*** Block opens ***
PR #726, opened 2021-08-18
Various fixes and cleanup

khyperia:
While working on other patches that ended up not being applicable, I've gathered these changes unrelated to the irrelevant patch. So, submitting them as a seperate change, since the bigger change isn't going in.

### DIFF
--- a/crates/rustc_codegen_spirv/src/lib.rs
+++ b/crates/rustc_codegen_spirv/src/lib.rs
@@ -621,15 +621,20 @@ fn get_env_dump_dir(env_var: &str) -> Option<PathBuf> {
 /// This is the entrypoint for a hot plugged `rustc_codegen_spirv`
 #[no_mangle]
 pub fn __rustc_codegen_backend() -> Box<dyn CodegenBackend> {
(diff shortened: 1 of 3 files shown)


crates/rustc_codegen_spirv/src/lib.rs
```diff
@@ -621,15 +621,20 @@ fn get_env_dump_dir(env_var: &str) -> Option<PathBuf> {
...
+        // Override rustc's panic hook with our own to override the ICE error
+        // message, and direct people to `rust-gpu`.
+        std::panic::set_hook(Box::new(|panic_info| {
+            rustc_driver::report_ice(
+                panic_info,
+                "https://github.com/EmbarkStudios/rust-gpu/issues/new",
+            );
+            eprintln!("note: `rust-gpu` version {}\n", env!("CARGO_PKG_VERSION"));
+        }));
+    }
```
eddyb, line 637: I think this can be dropped now, or at least after #732 lands.

eddyb (changes requested):

eddyb (approved):

PR #728, opened 2021-08-18
Fix issues with some raytracing functions and add tests

### LINKED ISSUE #727: incorrect implementation of `spirv_std::ray_tracing::RayQuery::get_intersection_object_to_world`
Hi, I don't know much about Ray Query but I believe I found a bug in `spirv_std::ray_tracing::RayQuery::get_intersection_object_to_world`.

### Expected Behaviour

`spirv_std::ray_tracing::RayQuery::get_intersection_object_to_world` should call `OpRayQueryGetIntersectionObjectToWorldKHR` instead of `OpRayQueryGetWorldRayOriginKHR`.

https://github.com/EmbarkStudios/rust-gpu/blob/4dcb50169f7af2d97d0b59a6bb2d1bfc2cb4cfc7/crates/spirv-std/src/ray_tracing.rs#L637

`spirv_std::ray_tracing::RayQuery::get_intersection_object_to_world`  actualy calls `OpRayQueryGetWorldRayOriginKHR` but should call `OpRayQueryGetIntersectionObjectToWorldKHR`.

khyperia:
Fixes #727

Upon adding missing tests (about half of the methods were tested, the other half not, for some reason), I also discovered that get_world_ray_direction/origin were broken, and fixed those too.

### DIFF
--- a/crates/rustc_codegen_spirv/src/builder/spirv_asm.rs
+++ b/crates/rustc_codegen_spirv/src/builder/spirv_asm.rs
@@ -1,5 +1,5 @@
 use super::Builder;
-use crate::builder_spirv::{BuilderCursor, SpirvValue, SpirvValueExt};
+use crate::builder_spirv::{BuilderCursor, SpirvValue};
 use crate::codegen_cx::CodegenCx;
 use crate::spirv_type::SpirvType;
 use rspirv::dr;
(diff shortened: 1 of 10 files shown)


crates/rustc_codegen_spirv/src/builder/spirv_asm.rs
```diff
@@ -304,8 +304,26 @@ impl<'cx, 'tcx> Builder<'cx, 'tcx> {
...
-                self.err("OpTypeArray in asm! is not supported yet");
-                return;
+                let count = inst.operands[1].unwrap_id_ref();
+                let get_count_ty = || -> Option<Word> {
+                    let emit = self.emit();
+                    let func = &emit.module_ref().functions[emit.selected_function()?];
+                    let insts = &func.blocks[emit.selected_block()?].instructions;
+                    let inst = insts.iter().find(|i| i.result_id == Some(count))?;
+                    inst.result_type
+                };
```
eddyb, line 314: Where is this tested/exercised? I'm worried that the count constant wouldn't end up in the current function, but as a global. Or at least I didn't think constants are valid inside functions.

khyperia: It was required to be implemented for - oh, hold on, I actually deleted that bit of the `asm!`, replaced it with a `typeof*{result}`, I'll just revert this because it was partially hacky (but yeah, the constant does show up in the current function, even though it's not valid there - when rspirv reparses the module for linking, it reshuffles everything to its proper position. whee, hacks.)

eddyb: > when rspirv reparses the module for linking, it reshuffles everything to its proper position

Oh dear that explains things to me that subtly confused me months ago (but not enough for me to ask anyone or try to track it down in the code.

eddyb (approved):

Issue #82, opened 2020-10-21
repr(simd) for matrix types


Jasper-Bekkers:
This is super low prio because I don't think anybody actually cares about OpTypeMatrix at the moment, but it might be nice to have.

termhn:
related to this and also kinda #121 , what does repr(simd) actually do on these gpu types?

khyperia:
Inside rustc, `repr(simd)` types are called ["Vector"](https://doc.rust-lang.org/nightly/nightly-rustc/rustc_target/abi/enum.Abi.html#variant.Vector), and, we just translate those directly to spir-v [OpTypeVector](https://www.khronos.org/registry/spir-v/specs/unified1/SPIRV.html#OpTypeVector).

https://github.com/EmbarkStudios/rust-gpu/blob/8681464af7e2500f371e5df6a95691cf29ecd16a/rustc_codegen_spirv/src/abi.rs#L336-L343

So, this issue isn't actually about `repr(simd)` for matrix types, because we can't hijack the existing system for that, but rather probably creating a spirv builtin attribute that translates the struct to be OpTypeMatrix, but whatever, close enough. (The attribute would not publicly documented and only used in spirv-std, similar to the current `storage_class`)

Boscop:
> This is super low prio because I don't think anybody actually cares about `OpTypeMatrix` at the moment, but it might be nice to have.

I care about it :) 
In fact for my use case I need `Mat3` and `Mat4` as uniforms that match the native `mat3`/`mat4` types.

khyperia:
I don't think this is on our roadmap any time soon, but is a relatively self-contained nugget of a task that a community member could feasibly do that wouldn't interfere much with anything else, so I'll leave this open for now even though it's technically kind of a `wontfix`.

PR #738, opened 2021-08-29
Implement OpTypeMatrix

hatoo:
Fixes https://github.com/EmbarkStudios/rust-gpu/issues/82.

This PR adds `#[spirv(matrix(ty, m, n))]` attribute. A type with `#[spirv(matrix(..))]` is expressed as `OpTypeMatrix` in SPIR-V.
An example usage is tests/ui/spirv-attr/matrix-type.rs.

~~While `OpTypeVector` is implemented by utilizing `#[repr(simd)]`, this PR implements `OpTypeMatrix` by introducing the new trait `Matrix` because I couldn't find a usable attribute.~~

~~When converting `Ty` to SPIRV type, it uses `OpTypeMatrix` if the `Ty` implements `Matrix`.~~

## TODO

- Make glam matrices `OpMatrix`
Since many operations in glam's matrices cast self to inner type, we need to add attributes to glam matrices and its inner types.
``~~Currently, we can't add the attribute to `glam::core::storage::Column*<V>` because we can't know its vector length at definition.
We may handle it by adding `#[spirv(matrix(m, param(n)))]` syntax and refer nth generics type (e.g. glam::Vec3) and infer vector length from it...~~


hatoo:
I've realized that we can implement this with custom attributes and I think it's better.
I.ve removed `Matrix` trait and added `#[spirv(matrix(..))]`.
I'll revert it if you prefer the `Matrix` trait.

hatoo:
I added 

- #[spirv(matrix(ty, m))]
- #[spirv(matrix(ty))]
- #[spirv(matrix)]

These infer missing parameters from type.

khyperia:
Please only implement `#[spirv(matrix)]` (the inferred one), it's both the preferential design and simplifies a lot of stuff.

hatoo:
Make sense!
I dropped other than `#[spirv(matrix)]`

crates/rustc_codegen_spirv/src/abi.rs
```diff
@@ -843,5 +843,43 @@ fn trans_intrinsic_type<'tcx>(
...
+                count: n as u32,
+            }
+            .def(span, cx);
+
+            Ok(SpirvType::Matrix {
+                element: vector,
+                count: m as u32,
+            }
+            .def(span, cx))
+        }
```
khyperia, line 883: You don't have to (and shouldn't) do this digging into field types for this, and should use the standard type translation tools on the fields instead. Also, this is missing quite a bit of validation (e.g. if fields are different types, or there are no fields - IIRC your code ICEs if there's no fields) - there should be tests for each of the three kinds of error. Something like this should work instead:

```rust
IntrinsicType::Matrix => {
    let field_types = (0..ty.fields.count())
        .map(|i| trans_type_impl(cx, span, ty.field(cx, i), false))
        .collect::<Vec<_>>();
    if field_types.is_empty() {
        cx.tcx
            .sess
            .err("#[spirv(matrix)] type must have at least one field");
        return Err(ErrorReported);
    }
    let elem_type = field_types[0];
    if !field_types.iter().all(|&ty| ty == elem_type) {
        cx.tcx
            .sess
            .err("#[spirv(matrix)] type fields must all be the same type");
        return Err(ErrorReported);
    }
    match cx.lookup_type(elem_type) {
        SpirvType::Vector { .. } => (),
        ty => {
            cx.tcx
                .sess
                .struct_err("#[spirv(matrix)] type fields must all be vectors")
                .note(&format!("field type is {}", ty.debug(elem_type, cx)))
                .emit();
            return Err(ErrorReported);
        }
    }

    Ok(SpirvType::Matrix {
        element: elem_type,
        count: field_types.len() as u32,
    }
    .def(span, cx))
}
```

tests/ui/spirv-attr/matrix-type.rs
```diff
@@ -0,0 +1,43 @@
...
+        Self::IDENTITY
+    }
+}
+
+#[spirv(closest_hit)]
+pub fn main(
+    #[spirv(object_to_world)] _object_to_world: Affine3,
+    #[spirv(world_to_object)] _world_to_object: Affine3,
+) {
+}
```
khyperia, line 43: I believe this isn't actually testing much due to the majority of it being dead code. (Also, nit, the name `Affine3` is a little misleading - it's not an affine transformation - but isn't super important for a test, haha)

I would like to see field accesses/etc. tested as well, I'm nervous about just crossing our fingers and hoping that matricies behave exactly like structs in all ways and no instructions need to be modified to handle matricies specially.

khyperia (changes requested):
I believe `tests/ui/spirv-attr/{invalid-target.rs,multiple.rs}` need to be updated.

crates/rustc_codegen_spirv/src/abi.rs
hatoo: Thanks.
I updated the code and change Matrix length validation since `OpTypeMatrix` requires a length of at least 2.
https://www.khronos.org/registry/SPIR-V/specs/unified1/SPIRV.html#OpTypeMatrix

tests/ui/spirv-attr/matrix-type.rs
hatoo: Oops, I chose `Affine3` because `glam::f32::Affine3A` has the same layout https://docs.rs/glam/0.18.0/glam/f32/struct.Affine3A.html (Sry, I don't know about math 😨).

I feel adding more tests for field operations in `tests/ui/spirv-attr/* ` is not appropriate because it may should contain only about attr tests.
Is it OK? or is there any better place?

khyperia: Oh! whoops, misread it as 4 Vec4s, not 4 Vec3s, 4 Vec3s definitely _is_ an affine transform, haha, sorry

Yeah, not totally sure about where to put tests, anywhere is probably fine

hatoo: I added tests `to matrix-type.rs` I think this is enough but are there suggestions for more cases?

hatoo:
Thanks for pointed out.
I updated `tests/ui/spirv-attr/multiple.rs` but failed to update `tests/ui/spirv-attr/invalid-target.rs`...

Because of the error
```
error: failed to decode compiler output as json: `EOF while parsing a string at line 1 column 239`
```

khyperia:
> I simply replaced `sampler, block, sampled_image, generic_image_type, // struct-only` to `sampler, block, sampled_image, generic_image_type, matrix, // struct-only`.
> 
> But got the error
> 
> ```
> error: failed to decode compiler output as json: `EOF while parsing a string at line 1 column 239`
> ```

Looks like compiletest is just straight up broken if output is too long - it injects [this into the output](https://github.com/rust-lang/rust/blob/dbb0fe9d803f7fa8688b33306266a6b054c2c3f4/src/tools/compiletest/src/runtest.rs#L4008) and then later tries to [parse the output as json](https://github.com/rust-lang/rust/blob/dbb0fe9d803f7fa8688b33306266a6b054c2c3f4/src/tools/compiletest/src/runtest.rs#L3247), tripping over its own trimmed marker.

Feel free to just skip updating `invalid-target.rs` for now. (or, split it into multiple files if you feel like it so the output is shorter, but, I can do that after this PR is merged)

hatoo:
I can't reproduce the CI failure.
I've tested on Windows 11 and Ubuntu20.04 (both WSL and native).

khyperia:
I'm also unable to reproduce, even with CI's exact version of spirv-tools. hmm. I'll try rerunning tests, I guess?

khyperia:
Was able to reproduce locally, the full error was cut off in CI:

```
error: line 70: OpEntryPoint Entry Point <id> '4[%4]'s callgraph contains function <id> 4[%4], which cannot be used with the current execution model:
[VUID-StandaloneSpirv-None-04644] in Vulkan evironment, Output Storage Class must not be used in GLCompute, RayGenerationKHR, IntersectionKHR, AnyHitKHR, ClosestHitKHR, MissKHR, or CallableKHR execution models

  %4 = OpFunction %void None %28
  ```
  
  the issue seems to be an output (`&mut`) var being used in `closest_hit` functions

**Comment by hatoo** [comment]
Thank you!
I updated test cases.

**Comment by khyperia** [comment]
could you add a `// build-fail` test that triggers the three new errors? (also remove the accidentally commited `module` file) - other than that, looks pretty good!

**Comment by hatoo** [comment]
I don't still understand why
```
#[spirv(fragment)]
pub fn main_add(in1: Affine3, in2: Affine3, out: &mut glam::Vec3) {
    *out = in1.x + in1.y + in1.z + in1.w + in2.x + in2.y + in2.z + in2.w;
}
```
failed but reverted to previous code for now.

khyperia:
Ah, I think that failure is due to a similar thing as https://github.com/EmbarkStudios/rust-gpu/pull/513, which, might become more pressing to fix once people actually start using matrices. TL;DR matricies take up a handful of binding slots, so incrementing binding slot by 1 per parameter doesn't work.

hatoo:
I added failing tests.

I added two test files because it seems not able to test #[(spirv(matrix))] for empty struct with others in the same file.

Error messages feel unkind because it doesn't show type definition.
But we can't get a span of type definition in the function, right?

hatoo:
Thanks, I choose to use `def_id_for_spirv_type_adt` and it will returns never None because of `trans_type_impl`.

khyperia (approved):
:tada:

hatoo:
Woo! 🎉 🎉 🎉 
I really appreciate your support and thank you for your time! 🙏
*** Block closes ***
Number of lines holding "reproduce" in the material: state it with no other words.

_Your solution_.
3